爱情杀手大揭秘:为什么我们不爱了?

http://www.sina.com.cn   2011年10月30日 12:36   沪江英语
爱情杀手大揭秘:为什么我们不爱了?爱情杀手大揭秘:为什么我们不爱了?

  Why We Fall Out of Love?

  为什么我们不爱了?

  Very often, we find that two people who come together out of love grow apart as the years go by. Why does this happen?

  我们身边经常会看到这样的一对:他们因为爱情走到了一起,却在多年后分开了。为什么会发生这样的事儿?

  Let's say you planted a coconut tree and a mango tree in your garden when they were young saplings, and they were the same height. You thought they would get along pretty well, a great love affair! And if both of them remained stunted and never grew, they would remain compatible. But if both of them grow to their full potential, they will grow to different heights, shapes and possibilities。

  我来打个比方吧:你在花园里种了一棵椰子树和芒果树树苗,它们栽下去的时候高度相同。你以为它们会相处得很好,多好的一对啊。的确,如果它们都发育不良长不大,它们彼此会相处得很好。可是要是他们发挥着充分的潜能生长着,那它们会长成不同的高度和形状,就会有许许多多的可能。

  If you are looking for sameness between two people, the relationship will always fall apart. After all, a man and a woman come together because they are different. So it is the differences that brought you together, and the differences may become starker and more manifest as one grows. Unless you learn to enjoy the differences as you grow, falling apart or growing apart will naturally happen. If you are expecting both people to grow in the same direction and in the same way, that is unfair to both people. It will curtail and suffocate both of their lives. Whether you fall apart in years, in months or in days simply depends on how fast you are growing。

  如果你总是想找到两个人间的共同之处,那这段关系多半会要无疾而终的。男人和女人走到一起正是因为彼此间的不同。是这些差异让彼此吸引走到一起,而这些差异随着每个人的成长也会越发突出和明显。如果你做不到享受彼此在成长的过程中越来越大的差异,那么你们就很自然会出现隔阂,甚至分手。如果你期望两个人都能朝着同一个方向用同样的方式成长,这对两个人都是不公平的,这也会压抑和剥夺彼此的生活乐趣。所以分开只是时间问题,你们的爱情是有几年、几个月还是几天的生命,只是取决于你们成长的速度有多快。

  This whole expectation that the person who partners with you should be just like you is a sure way to destroy a relationship. It is a sure way to destroy the garden. Allow, nurture and enjoy the differences between you and your partner. Otherwise, the situation will be maintained in such a way where one person is compulsively dependent upon the other, or both people are compulsively dependent upon each other。

  期待自己的伴侣和自己一样,你肯定会毁掉一段感情,就像期待椰子树和芒果树一样长大会毁了你的花园一样。默许你们间的不同,培养并享受这种差异性。否则你们的关系就会保持这样一种状态:其中一方被迫依赖另一方,或者双方都被迫依赖彼此。

  We need to understand that relationships happen because of certain needs -- physical, emotional and psychological needs. Whatever the nature of the relationship, the fundamental aspect is you have a need to be fulfilled. We may claim many things for why we have formed a relationship, but if those needs and expectations are not fulfilled, relationships will go bad。

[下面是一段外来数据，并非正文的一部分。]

Issue #17108, opened 2024-06-21
Change default serialization format for `serialize`/`deserialize` methods to binary


stinodego:
Our serialization methods currently all work with JSON strings. This is useful as it's human readable and certain protocols will require JSON structures, but we should also have a more optimized binary serialization format.

[bincode](https://crates.io/crates/bincode) seems like a good candidate, since it's already in our dependencies.

The intended API would be to add a `format` parameter to (de)serialization methods with the options `"json"` and `"bincode"`. Other useful formats could potentially be added in the future.

ritchie46:
All for this. Though I do think we should mark the other formats as unstable.

stinodego:
Update: we will use the ciborium crate for binary serialization:
https://crates.io/crates/ciborium

The associated format will be named `"binary"`. And this will become the default format.

PR #17223, opened 2024-06-26
feat(python)!: Implement binary serialization of LazyFrame/DataFrame/Expr and set it as the default format

stinodego:
Closes https://github.com/pola-rs/polars/issues/17108

#### Changes

* Add `format` parameter to the `serialize/deserialize` methods on `DataFrame/LazyFrame/Expr` with the options `"json"` (existing) and `"binary"` (new).
* Set `"binary"` as the default format. This is a breaking change. You can retain the previous behavior by specifying `format="json"`

**Example**

Before:

```pycon
>>> lf = pl.LazyFrame({"a": [1, 2, 3]}).sum()
>>> serialized = lf.serialize()
>>> serialized
'{"MapFunction":{"input":{"DataFrameScan":{"df":{"columns":[{"name":...'
>>> from io import StringIO
>>> pl.LazyFrame.deserialize(StringIO(serialized)).collect()
shape: (1, 1)
┌─────┐
│ a   │
│ --- │
│ i64 │
╞═════╡
│ 6   │
└─────┘
```

After:

```pycon
>>> lf = pl.LazyFrame({"a": [1, 2, 3]}).sum()
>>> serialized = lf.serialize()
>>> serialized
b'\xa1kMapFunction\xa2einput\xa1mDataFrameScan\xa4bdf...'
>>> from io import BytesIO  # Note: using BytesIO instead of StringIO
>>> pl.LazyFrame.deserialize(BytesIO(serialized)).collect()
shape: (1, 1)
┌─────┐
│ a   │
│ --- │
│ i64 │
╞═════╡
│ 6   │
└─────┘
```

### DIFF
--- a/py-polars/src/lazyframe/mod.rs
+++ b/py-polars/src/lazyframe/mod.rs
@@ -65,7 +65,7 @@ impl PyLazyFrame {
         }
     }
 
-    #[cfg(all(feature = "json", feature = "serde_json"))]
+    #[cfg(feature = "json")]
     fn serialize(&self, py_f: PyObject) -> PyResult<()> {
         let file = BufWriter::new(get_file_like(py_f, true)?);
         serde_json::to_writer(file, &self.ldf.logical_plan)
--- a/py-polars/src/lazyframe/mod.rs
+++ b/py-polars/src/lazyframe/mod.rs
@@ -2,7 +2,7 @@ mod exitable;
 mod visit;
 pub(crate) mod visitor;
 use std::collections::HashMap;
-use std::io::BufWriter;
+use std::io::{BufReader, BufWriter};
 use std::num::NonZeroUsize;
 use std::path::PathBuf;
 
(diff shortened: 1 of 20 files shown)


py-polars/src/lazyframe/mod.rs
```diff
@@ -65,17 +65,37 @@ impl PyLazyFrame {
...
 
+    /// Deserialize a file-like object containing binary data into a LazyFrame.
+    #[staticmethod]
+    fn deserialize_binary(py_f: PyObject) -> PyResult<Self> {
+        let file = get_file_like(py_f, false)?;
+        let reader = BufReader::new(file);
+        let lp = ciborium::from_reader::<DslPlan, _>(reader)
+            .map_err(|err| PyValueError::new_err(format!("{err:?}")))?;
+        Ok(LazyFrame::from(lp).into())
+    }
```
stinodego, line 93: This implementation fails for Enum types, sample error:
` ValueError: Semantic(None, "invalid type: string \"b\", expected a borrowed string")`

@ritchie46 Any idea what that might be? :thinking:

py-polars/src/lazyframe/mod.rs
```diff
@@ -65,17 +65,37 @@ impl PyLazyFrame {
...
             .map_err(|err| PyValueError::new_err(format!("{err:?}")))?;
         Ok(())
     }
 
+    /// Deserialize a file-like object containing binary data into a LazyFrame.
+    #[staticmethod]
+    fn deserialize_binary(py_f: PyObject) -> PyResult<Self> {
+        let file = get_file_like(py_f, false)?;
+        let reader = BufReader::new(file);
+        let lp = ciborium::from_reader::<DslPlan, _>(reader)
```
stinodego, line 90: ciborium also offers a `from_reader_with_buffer` which allows finetuning the size of the buffer (default is 4K). I don't really know what size data we're usually looking at, so leaving this at default for now.

py-polars/src/lazyframe/mod.rs
ritchie46: Seems like a serde implementation error. Can you add a skipped test? Maybe we can fix it before 1.0, but I rather have the API correct first.

In any case, I will take a look if you have a repro.

stinodego: Chiel solved it in one line :+1:

ritchie46 (approved):

PR #17226, opened 2024-06-26
feat: Support `SQL` Struct/JSON field access operators

alexander-beedie:
Builds on #17109, which added support for querying into Struct fields using dot-notation.

In addition to that, this PR adds the PostgreSQL operator versions[^1].
Can use for both array and field indexing.

* `-> ` Extract value at key/index.
* `->>` Extract value at key/index, as a string.
* `#> ` Extract value at specified path, where path elements can be keys or indexes.
* `#>>` Extract value at specified path, where path elements can be keys or indexes, as a string.

## Note

Unlike standard array-indexing in PostgreSQL, which is 1-indexed, these operators expect 0-indexing as they follow JSON conventions, so the following two queries are equivalent (and both now parse):

* `df.sql('SELECT nested."0"[1] FROM self')`
* `df.sql("SELECT nested -> '0' -> 0 FROM self")`

_"Yay for consistency"_ 🙄

## Examples

```python
import polars as pl

df = pl.DataFrame({
    "nested": {
        "0": ["baz"],
        "b": ["foo", "bar"],
        "c": [3, 2, 1],
    },
})
# shape: (1, 1)
# ┌────────────────────────────────────┐
# │ nested                             │
# │ ---                                │
# │ struct[3]                          │
# ╞════════════════════════════════════╡
# │ {["baz"],["foo", "bar"],[3, 2, 1]} │
# └────────────────────────────────────┘
```
Index into struct fields with operators:
```python
df.sql("SELECT nested -> 'c' -> 1 FROM self").item()
# 2

df.sql("SELECT nested -> 'c' ->> 1 FROM self").item()
# "2"

df.sql("SELECT nested -> '0' -> 0 FROM self").item()
# "baz"

df.sql("SELECT nested #> '{b,-1}' FROM self").item()
# "bar"

df.sql("SELECT nested #>> '{c,2}' FROM self").item()
# "1"
```

[^1]: See: https://www.postgresql.org/docs/current/functions-json.html#FUNCTIONS-JSON-PROCESSING.

### DIFF
--- a/crates/polars-sql/src/keywords.rs
+++ b/crates/polars-sql/src/keywords.rs
@@ -13,6 +13,7 @@ pub fn all_keywords() -> Vec<&'static str> {
     let mut keywords = vec![];
     keywords.extend_from_slice(PolarsTableFunctions::keywords());
     keywords.extend_from_slice(PolarsSQLFunctions::keywords());
+
     use sqlparser::keywords;
     let sql_keywords = &[
         keywords::AND,
@@ -30,6 +31,7 @@ pub fn all_keywords() -> Vec<&'static str> {
         keywords::DISTINCT,
         keywords::DOUBLE,
         keywords::DROP,
+        keywords::EXCEPT,
         keywords::EXCLUDE,
         keywords::FLOAT,
         keywords::FROM,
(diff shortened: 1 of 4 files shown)


ritchie46:
Thanks! Can you rebase?

alexander-beedie:
> Thanks! Can you rebase?

On it ;)

PR #17233, opened 2024-06-27
fix: Enforce a Series' capacity on map_elements

### LINKED ISSUE #12675: Shape error and/or Panic when using `map_elements` on an `"object"` column on a filtered `DataFrame`
### Checks

### Reproducible example

```python

# Create a dataframe with an "object" column. Here I'm using sets, but any object column causes the bug 
df = pl.DataFrame({'A': [{1},{2}]})

# Change the shape, then try to add a new column that involves the map_elements operation
df.head(1).with_columns(B=pl.col('A').map_elements(lambda x: x))

# Results in a shape error:
> ShapeError: unable to add a column of length 2 to a DataFrame of height 1


# You can also cause a panic
df.head(1).with_columns(B=pl.col('A').map_elements(lambda x: None))

> PanicException: called `Result::unwrap()` on an `Err` value: ComputeError(ErrString("index is out of bounds"))
```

  我们需要明白,一段感情是因为某些需求才会产生:生理需求,情感需求或者心理需求。不论感情的本质是什么,一段感情最基础的部分是你要有想要满足的需求。我们可能会对一段感情要求很多东西,可是当这些需求和期望无法实现的时候,感情就会变质。

  And as people grow and mature, these needs change. When these needs change, what looked like everything between two people will not feel the same after some time. But we do not have to base a relationship on these same needs forever and feel that the relationship is over. We can always make the relationship mature into something else。

  随着人们长大成熟,他们的需求也会发生变化。而当这些变化发生时,两个人之间所有的一切似乎都跟以前不同了。我们不要觉得那些永恒不变的需求才是一段感情的基础,当需求变化了就觉得感情也结束了。我们的关系其实也可以更成熟。

  Whatever the needs that brought people together need not be the fundamentals of a relationship forever. The very fundamentals of a relationship have to change as time passes, and as one ages and matures in many different ways. If that change is not made, growing apart or falling apart is definitely a certainty。

  虽然是各种需求让两个人走到一起,但是想要关系稳定长久,这些需求并不是根本。感情的根本也会随着时间的改变以及彼此年纪增长和各方面变得成熟而发生变化。如果没有发生变化,那么隔阂和分开会是你们感情的必然结局。

  声明:双语文章中,中文翻译仅代表译者个人观点,仅供参考。如有不妥之处,欢迎指正。